MicroblogMondays: Midlife Changes?

If you know me well in real life, you would know that I don’t have any piercings on my body.  Wearing earrings had never appealed to me.  People used to tell me that I’d for sure change my mind for my wedding because I’d want to wear studs on that day.  My wedding day was almost eight years ago and I still don’t have any piercings.  My mother-in-law has been sad because she can’t give me earrings as gifts and I won’t let my baby girl get her ears pierced.
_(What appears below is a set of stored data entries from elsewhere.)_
PR #14448, opened 2022-04-08
Added mrr column to subscriptions

SimonBackx:
refs https://github.com/TryGhost/Team/issues/1457

We want to save the MRR with a subscription to simplify the calculation of the total MRR once, in 5.0, we also take 'forever' offers into account into the MRR (so we can just SUM the MRR of all subscriptions).

- Sets the MRR to 0 for now.
- A migration (in a different PR) will fill in all the values in a data migration, but this needs to get merged first because we need this new column in order to update the members-api package (so we already save the MRR before doing the data migration).

### DIFF
--- a/core/server/data/migrations/versions/4.44/2022-04-11-10-54-add-mrr-to-subscriptions.js
+++ b/core/server/data/migrations/versions/4.44/2022-04-11-10-54-add-mrr-to-subscriptions.js
@@ -1,0 +1,8 @@
+const {createAddColumnMigration} = require('../../utils');
+
+module.exports = createAddColumnMigration('members_stripe_customers_subscriptions', 'mrr', {
+    type: 'integer',
+    unsigned: true,
+    nullable: false,
+    defaultTo: 0
+});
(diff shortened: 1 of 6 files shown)


core/server/data/migrations/versions/4.43/2022-04-08-14-41-add-mrr-to-subscriptions.js
```diff
@@ -0,0 +1,8 @@
+const {createAddColumnMigration} = require('../../utils');
+
+module.exports = createAddColumnMigration('members_stripe_customers_subscriptions', 'mrr', {
```
matthanley, line 3: Are we sure we want to go with MRR vs ARR?

SimonBackx: Discussed in https://ghost.slack.com/archives/C02G9E68C/p1649667605432439?thread_ts=1649408400.454149&cid=C02G9E68C

tl;dr: we'll use MRR.

SimonBackx:
Should I bump the migration version to v4.44 or is that not required?

daniellockyer:
@SimonBackx Yep, you'll need to bump it 🙂

daniellockyer:
@SimonBackx Do you have the associated `schema.js` change for this as well? 🙂

SimonBackx:
@daniellockyer I updated the schema.js file, and also fixed the tests 😊

daniellockyer (approved):

matthanley (approved):

allouis (approved):

PR #14449, opened 2022-04-08
Added newsletter id in post edit api

tpatel:
refs https://github.com/TryGhost/Team/issues/1502

- Support the `newsletter_id` only when sending a newsletter
- Default to the default newsletter when `newsletter_id` isn't specified


core/server/models/post.js
```diff
@@ -674,6 +674,13 @@ Post = ghostBookshelf.Model.extend({
             }
         }
 
+        // newsletter_id is read-only and should only be set using a query param when publishing/scheduling
```
matthanley, line 677: What is it that makes the newsletter_id read only? afaict you could still override it if you include it in the body

test/e2e-api/admin/posts.test.js
```diff
@@ -418,6 +418,27 @@ describe('Posts API', function () {
         res2.body.posts[0].status.should.eql('draft');
     });
 
+    it('Can\'t change the newsletter_id of a post', async function () {
```
matthanley, line 421: I don't think this test is doing what it says - it's returning a 422 because the newsletter_id 123 doesn't exist, not because updating the newsletter_id is blocked.

matthanley (changes requested):

core/server/models/post.js
tpatel: At the moment the `newsletter_id` is neither in the input nor in the output of the post API, so including it in the body will return an error.
Could you point me how we're doing it for https://github.com/TryGhost/Ghost/blob/d7a450559f843175ca78d8818eda8202d1c8521e/core/server/models/post.js#L684 ? I think it would be good that I implement a similar approach in case we choose to add `newsletter_id` to the post api.

test/e2e-api/admin/posts.test.js
tpatel: It does return a 422 because the property is blocked in the API as it isn't defined in the admin schema. I've changed to a valid id using the newsletters test fixtures.

core/server/models/post.js
matthanley: It's stripped in the API schema [here](https://github.com/TryGhost/SDK/blob/1f90c51a5b34e86fae5c1b6c3b56497f30462f63/packages/admin-api-schema/lib/canary/posts.json#L188-L190)

core/server/services/posts/posts-service.js
```diff
@@ -65,6 +76,14 @@ class PostsService {
             const sendEmail = model.wasChanged() && this.shouldSendEmail(model.get('status'), model.previous('status'));
 
             if (sendEmail) {
+                // Set the newsletter_id if it isn't passed to the API
+                if (!frame.options.newsletter_id) {
+                    const newsletters = await this.models.Newsletter.findAll({status: 'active'}, {transacting: frame.options.transacting});
```
matthanley, line 81: Super minor but I think we can add a `limit:1` to this so we don't load all of the newsletters

tpatel: I always have to look into the code to remember how to use things like `limit` with our models. Looking at https://github.com/TryGhost/Ghost/blob/a2b3568956477b995553e6662a71810e5a656952/core/server/models/base/plugins/sanitize.js#L45-L48 it seems that we don't support `limit` for the `findAll` method?

tpatel: Oh I need to switch to `findPage`, the naming does make sense 😅

matthanley (approved):

PR #14458, opened 2022-04-11
Fixed the newsletters api permissions

tpatel:
refs https://github.com/TryGhost/Team/issues/1504

- The permissions were missing in the fixture file
- This caused some Ghost installs to not have the right permissions
- This is fixed by adding the missing permissions to the fixture file and creating a migration to resolve the missing permissions


matthanley (changes requested):
The permissions have been added to the fixtures, but they've not been mapped to the Admin role

daniellockyer (approved):

matthanley (approved):

PR #14459, opened 2022-04-11
Handled default newsletter fixtures

rshbhgrg:
closes https://github.com/TryGhost/Team/issues/1491

- Added default newsletter fixture for new sites
- Handled default newsletter rename on setup
  - renames newsletter name and sender name to site title on setup

Note: This PR doesn't cover migrating default newsletter for existing sites to newsletter table, that is a separate change.

Fixture [here](https://github.com/TryGhost/Ghost/pull/14459/files#diff-396038cecd7a381616d00954ae18a655ae2a8af71ea65866bf09d2c7cc1b5235)


core/server/services/auth/setup.js
```diff
@@ -107,7 +107,9 @@ async function doSettings(data, settingsAPI) {
     return user;
 }
 
-async function doProduct(data, productsAPI) {
+// Update names for default product and newsletter to site title
+async function doProductAndNewsletter(data, api) {
```
matthanley, line 111: Curious: why combine these two concepts rather than handle them separately?

test/e2e-api/admin/members.test.js
```diff
@@ -1365,7 +1365,7 @@ describe('Members API: with multiple newsletters', function () {
     });
 
     // Edit a member
-    it('Can and and edit with custom newsletters', async function () {
+    it('Can add and edit with custom newsletters', async function () {
```
matthanley, line 1368: I believe this rename means we have redundant snapshots: https://github.com/TryGhost/Ghost/blob/c9a858d977be39ac71ebda2e489ab96ce772b596/test/e2e-api/admin/__snapshots__/members.test.js.snap#L2483

rishabhgrg: 🤔 Not sure why they didn't go away with `UPDATE_SNAPSHOTS=1`, i'll retry and see if it maybe just needs deletion of snapshot and recreate.

core/server/services/auth/setup.js
rishabhgrg: I was honestly split between doing them separate or together and tried both, and while not a strong pref but eventually kept together as it seemed to make more sense to keep related default fixture update together under a single fn. Probably could use a fn rename to `doFixtureDefaults` or something, but i am ok to split them up as well if that seems better.

test/e2e-api/admin/members.test.js
rishabhgrg: Yeah delete and update worked to get rid of dead tests, its now updated on PR :)

core/server/services/auth/setup.js
matthanley: > seemed to make more sense to keep related default fixture update together

I'm not sure they are related though apart from performing the same action on them 🤔

It's nabd, but I think as soon as we add another <X> that needs the same treatment we'll want to split them out anyway.

matthanley (approved):

daniellockyer (approved):

PR #14460, opened 2022-04-11
Added filtering for members api on newsletter subscription

rshbhgrg:
refs https://github.com/TryGhost/Team/issues/1484

While sending a post to a specific newsletter, we'll need to get list/count of members eligible to receive the post. This change enables members admin API to filter list of members on specific newsletter by their slug.

### DIFF
--- a/core/server/models/member.js
+++ b/core/server/models/member.js
@@ -30,6 +30,9 @@ const Member = ghostBookshelf.Model.extend({
         }, {
             key: 'products',
             replacement: 'products.slug'
+        }, {
+            key: 'newsletters',
+            replacement: 'newsletters.slug'
         }];
     },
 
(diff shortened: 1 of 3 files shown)


core/server/models/member.js
```diff
@@ -30,6 +30,9 @@ const Member = ghostBookshelf.Model.extend({
         }, {
             key: 'products',
             replacement: 'products.slug'
+        }, {
+            key: 'newsletters',
+            replacement: 'newsletters.slug'
```
matthanley, line 35: are we happy to use slug for this (and products) given that it'll always be `default-newsletter`?

matthanley, line 35: are we happy to use slug for this (and products) given that it'll always be `default-newsletter`?

rishabhgrg: 🤔 Not sure i get it, this change is basically to expand a filter like `newsletters:abc` to internally map to `newsletters.slug:abc` since the actual value in filter will be the slug property of newsletter.

matthanley: So my question is: are we happy that the filter will always look like `newsletters:default-newsletter` given that there's no way to change the value of `default-newsletter`?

After having zero desire of wearing any earrings for 44 year, I suddenly have had this itch to get my ears pierced.  This idea came into my head one day a couple of months ago and I haven’t been able to shake it out of my head.  Small studs on my ears suddenly sounds inviting to me.  I don’t know what changed.  It just came so suddenly.  And then, more recently, in the last few days, I have had this urge to get a tiny tattoo maybe on my wrist or on the back of my neck.  Again, if you know me well like my husband does, you’d be surprised that this even crossed my mind.  But it did.  And it surprises me.  I have been browsing online for ideas of tiny tattoos, and I am drawn to simple designs and lines that are delicate and subtle.  Maybe a few simple strokes that represent my twins and me.  I don’t know what I’d get, but the desire has grown stronger and stronger.  I really don’t know where all these changes come from.  Maybe approaching 45 is creating some sort of emotional currents in me that need to be manifested physically?  The human mind is so peculiar.  I don’t know where this will lead, but I have a feeling that these urges will result in studs on my ears and permanent ink on my body. If/when that happens, I will for sure show you all.